Choosing To Use?

Theodore Dalrymple argues that addiction isn’t a disease:


To take only one point among many: most addicts who give up do so without any medical assistance—and most addicts do give up. Moreover, they do so at an early age. The proximate cause of their abstinence is their decision to be abstinent. No one can decide not to have rheumatoid arthritis, say, or colon cancer. Sufferers from those diseases can decide to cooperate or not with treatment, but that is another matter entirely. Therefore, there is a category difference between addiction and real disease.


The pretense that a non-disease is a disease may actually hinder people from deciding to behave better: they will instead wait for their medical savior, as Estragon waits for Godot. Whether this hope is justified or not, the pretense will certainly involve much public expense, just as would fitting out an expedition to discover unicorns somewhere in the world.


To treat addicts as people to whom something has happened rather than as people who have decided to do something is to infantilize them. It is another small step in the transformation of the population into wards of government.


A doctor in the comments section pushes back:


I understand the frustration with categorizing a choice-based malady with other conditions that seem to occur for now reason. But as a doctor, I see lots of people with diabetes, hypertension, or cancer that was caused by their choices.

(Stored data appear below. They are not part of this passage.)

PR #58, opened 2020-11-29
feat(node): Rework FindDrives

haslersn:
Now the DirectCSIDrives' names are of the form

```go
fmt.Sprintf("%s-%s", nodeID, serialNumber)
```

where `serialNumber` is an ID of the drive as in `/dev/disk/by-id`. We prefer shorter IDs (with lower lexicographic order being the tie-breaker). If the ID is not a valid DNS-1123 subdomain, then it is (in the `DirectCSIDrive` name, only) converted to a valid one by replacing illegal characters.

Signed-off-by: Sebastian Hasler <sebastian.hasler@sec.uni-stuttgart.de>

Closes #57

PR #62, opened 2020-11-30
Revert "feat(node): Rework FindDrives (#58)" and bugfixes

Praveenrajmani:
This reverts commit 511459038721d521a425e4f8d547651889271598.

listing disks by id is inconsistent among different versions of sysfs

Note: Also fixes the drive's topology by adding region

### DIFF
--- a/pkg/node/node.go
+++ b/pkg/node/node.go
@@ -43,7 +43,7 @@ func NewNodeServer(ctx context.Context, identity, nodeID, rack, zone, region str
 	topologies[topology.TopologyDriverIdentity] = identity
 	topologies[topology.TopologyDriverRack] = rack
 	topologies[topology.TopologyDriverZone] = zone
-	topologies[topology.TopologyDriverZone] = zone
+	topologies[topology.TopologyDriverRegion] = region
 	topologies[topology.TopologyDriverNode] = nodeID
 	driveTopology := topologies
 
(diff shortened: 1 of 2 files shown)


haslersn:
Identifying disks by ID (e.g. `/dev/disk/by-id/nvme-eui.00253859915001a2`) is more consistent than identifying them by device path (e.g. `/dev/disk/nvme0n1`). So are you proposing to go from a pretty consistent (and maybe not perfect) method back to a pretty inconsistent method?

Drug abuse and addiction are simply on the continuum of diseases, whether self-induced or otherwise. True, rheumatoid arthritis is good old-fashioned all-American disease, but drug abuse, while less pure, still encompasses all the standard attributes of disease. The issue is that due to neurochemical changes caused by the initial exposure to, say, methamphetamine, the victim may lose the ability for further decision making. Thus they induced an essentially incurable disease state in themselves. Calling it a disease helps when it comes to the science of studying it and trying to provide the afflicted with better tools to fight it.


Another commenter:


Dr. Dalrymple. I”ve read most of your books and many of you articles, and I agree with all of them except this one. When you see the destructive power of addiction among both rich and poor, educated and uneducated, and the powerlessness of otherwise intelligent people, it’s hard for me to understand how you view this as essentially a “will power” issue. You’re wildly off base. I’m very disappointed. This is a wholly unsupported thesis. No facts or numbers to justify your rash claim. Highly unusual for you.

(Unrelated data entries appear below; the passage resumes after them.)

PR #63, opened 2020-11-30
Add finalizers to DirectCSI drives

Praveenrajmani:
- Adds a finalizer <volume-id> to the csi drive when a volume is created

### DIFF
--- a/pkg/controller/controller.go
+++ b/pkg/controller/controller.go
@@ -143,10 +143,11 @@ func (c *ControllerServer) CreateVolume(ctx context.Context, req *csi.CreateVolu
 		copiedDrive.Status.FreeCapacity = copiedDrive.Status.FreeCapacity - req.GetCapacityRange().GetRequiredBytes()
 		copiedDrive.Status.AllocatedCapacity = copiedDrive.Status.AllocatedCapacity + req.GetCapacityRange().GetRequiredBytes()
 		copiedDrive.Status.DriveStatus = direct_csi.Online
+		copiedDrive.ObjectMeta.Finalizers = utils.AddFinalizer(copiedDrive.ObjectMeta.Finalizers, vol.ObjectMeta.Name)
 		if _, err := directCSIClient.DirectCSIDrives().Update(ctx, copiedDrive, metav1.UpdateOptions{}); err != nil {
 			return err
 		}
-		glog.Infof("Updated DirectCSI DirectCSIDrive - %s", copiedDrive.Name)
+		glog.Infof("Updated DirectCSIDrive - %s", copiedDrive.Name)
 
 		return nil
 	})
--- a/pkg/controller/controller.go
+++ b/pkg/controller/controller.go
@@ -18,6 +18,7 @@ package controller
 
 import (
 	"context"
+	"fmt"
 
 	"github.com/container-storage-interface/spec/lib/go/csi"
 	"github.com/golang/glog"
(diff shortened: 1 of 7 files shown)


haslersn:
Is this about volumes being automatically deleted when you delete a drive? If yes, then couldn't you instead add an `OwnerReference` to the volume that points to the drive. Combined with `blockOwnerDeletion=true` Kubernetes will ensure that the drive resource is still available while the volumes are being deleted.

Praveenrajmani:
> Is this about volumes being automatically deleted when you delete a drive? 
Yes, The ownerReference might fix the automatic deletion problem.

The finalizers here is for the purging use case which is yet to come.. We should not not allow deletes on a drive which is been tied (in-use) to a direct csi volume.

haslersn:
Ah, I see. Can a finalizer prohibit deletion? Or is this something for a validating admission web hook?

Praveenrajmani:
We are basically trying to do this - https://kubernetes.io/docs/tasks/extend-kubernetes/custom-resources/custom-resource-definitions/#finalizers

haslersn:
I know what a finalizer is. Maybe I misunderstood, but it seems that you are trying to disallow deletion:

> We should not not allow deletes on a drive which is been tied (in-use) to a direct csi volume.

However, a finalizer is not meant for disallowing the deletion. It is meant for running some logic before the object is deleted.

So if you want to delete volumes when the drive is requested to be deleted, then that's a use case for a finalizer. But if you want to disallow deleting drives that still have volumes, then that is **not** a use case for a finalizer.

wlan0:
> However, a finalizer is not meant for disallowing the deletion. It is meant for running some logic before the object is deleted.

That is not true. OwnerReference forces a parent child relationship between objects, and can easily lead to orphaned children. It is meant for resources that lead to the creation of another resource. For instance, creating a `service` resource, leads to the creation of `endpoints` resource. In our case, it doesn't make sense for the use case that Praveen is making a PR. 

We are using finalizer for two reasons:
1. To wait for volumes of a particular drive to go to Offline status
2. To delete volumes when the drive is deleted (assuming Purge is set, and force is set)

haslersn:
I think you misunderstood. Your two reasons are about deferring the deletion of a drive and not about disallowing its deletion. Eventually the drive is deleted.

If you want to disallow deletion (i.e. the API user should get an error if trying to delete a drive), then finalizer is the wrong tool.

haslersn:
> OwnerReference forces a parent child relationship between objects, and can easily lead to orphaned children

Not if you enable cascading deletion.

wlan0:
Cascading deletion is a client side operation and requires extra handling if the client misses this step.

Praveenrajmani:
> To wait for volumes of a particular drive to go to Offline status
This is exactly the intention of this PR (To reword the previous comment)

haslersn:
> Cascading deletion is a client side operation

The [Kubernetes doc says that cascading deletion is performed by the Kubernetes garbage collector](https://kubernetes.io/docs/concepts/workloads/controllers/garbage-collection/#background-cascading-deletion) which apparently [is part of the kubelet](https://kubernetes.io/docs/concepts/cluster-administration/kubelet-garbage-collection/), so how can that be a client side operation?

pkg/utils/clients.go
```diff
@@ -69,3 +69,26 @@ func GetDirectCSIClient() directv1alpha1.DirectV1alpha1Interface {
 func GetCRDClient() apiextensions.CustomResourceDefinitionInterface {
 	return crdClient
 }
+
+func AddFinalizer(finalizers []string, finalizer string) []string {
```
wlan0, line 73: https://github.com/kubernetes/apimachinery/blob/681a08151eac875afc5286670195105118d3485d/pkg/api/meta/meta.go#L593

wlan0:
I can see that you're only adding finalizers. Where are they being removed. Is this PR only for a part of the lifecycle?

Praveenrajmani:
> this PR only for a part of the lifecycle

Yes. Will be doing that in the next PR - https://github.com/minio/direct-csi/pull/64

pkg/controller/controller.go
```diff
@@ -143,10 +143,11 @@ func (c *ControllerServer) CreateVolume(ctx context.Context, req *csi.CreateVolu
 		copiedDrive.Status.FreeCapacity = copiedDrive.Status.FreeCapacity - req.GetCapacityRange().GetRequiredBytes()
 		copiedDrive.Status.AllocatedCapacity = copiedDrive.Status.AllocatedCapacity + req.GetCapacityRange().GetRequiredBytes()
 		copiedDrive.Status.DriveStatus = direct_csi.Online
+		copiedDrive.ObjectMeta.Finalizers = utils.AddFinalizer(copiedDrive.ObjectMeta.Finalizers, vol.ObjectMeta.Name)
```
haslersn, line 146: I think here you don't follow the [naming convention for finalizers](https://kubernetes.io/docs/tasks/extend-kubernetes/custom-resources/custom-resource-definitions/#finalizers):

> Identifiers of custom finalizers consist of a domain name, a forward slash and the name of the finalizer.

haslersn (changes requested):

pkg/controller/controller.go
haslersn:
```suggestion
		copiedDrive.ObjectMeta.Finalizers = utils.AddFinalizer(copiedDrive.ObjectMeta.Finalizers, fmt.Sprintf("%s/%s, v1alpha1.SchemeGroupVersion.Group, vol.ObjectMeta.Name))
```

wlan0: This is a good catch. Please look into this: https://github.com/kubernetes/apimachinery/blob/master/pkg/api/validation/objectmeta.go#L103

wlan0 (approved):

But an addiction counselor agrees with Dalrymple:


I retired after spending 25 years counseling alcoholics and drug addicts. IMHO, advances in neuroscience show that there is definitely a physiological component to substance abuse. There are some people who just like doing drugs and alcohol and have no desire to quit, but they are a definite minority. There is a another definite minority who do quit and make it stick, they do not relapse. Then there is the large majority who want to quit but keep relapsing. Some of that may be that they are too lazy to follow a treatment regimen, but for most of these people the problem is that they come from family and social backgrounds that are not supportive of their efforts to stay clean and sober. And no medical intervention can cure laziness or a dysfunctional family/social environment. So government efforts to treat addiction like a physical disease are doomed to failure. But this will only be apparent much useless expenditure of the taxpayers’ hard earned money.


Previous Dish on addiction here and here.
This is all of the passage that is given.